╭─ Records provided
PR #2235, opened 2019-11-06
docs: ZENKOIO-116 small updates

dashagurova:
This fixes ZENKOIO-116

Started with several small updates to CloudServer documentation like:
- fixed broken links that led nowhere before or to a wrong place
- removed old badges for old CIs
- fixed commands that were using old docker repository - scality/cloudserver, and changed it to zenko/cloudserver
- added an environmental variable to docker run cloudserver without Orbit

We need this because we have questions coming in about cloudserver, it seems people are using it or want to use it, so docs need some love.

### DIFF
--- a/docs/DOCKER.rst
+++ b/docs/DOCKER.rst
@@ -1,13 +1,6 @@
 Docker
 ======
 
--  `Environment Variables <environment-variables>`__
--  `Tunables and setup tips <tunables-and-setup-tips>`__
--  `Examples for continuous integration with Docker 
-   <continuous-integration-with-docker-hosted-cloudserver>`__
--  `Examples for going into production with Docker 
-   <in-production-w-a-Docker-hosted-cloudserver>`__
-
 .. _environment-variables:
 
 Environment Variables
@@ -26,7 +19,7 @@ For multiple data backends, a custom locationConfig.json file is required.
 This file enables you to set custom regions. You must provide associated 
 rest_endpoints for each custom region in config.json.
╰─
Lines of the material that contain the word "continuous" are to be gathered.

> [Task response]:
--  `Examples for continuous integration with Docker 
-   <continuous-integration-with-docker-hosted-cloudserver>`__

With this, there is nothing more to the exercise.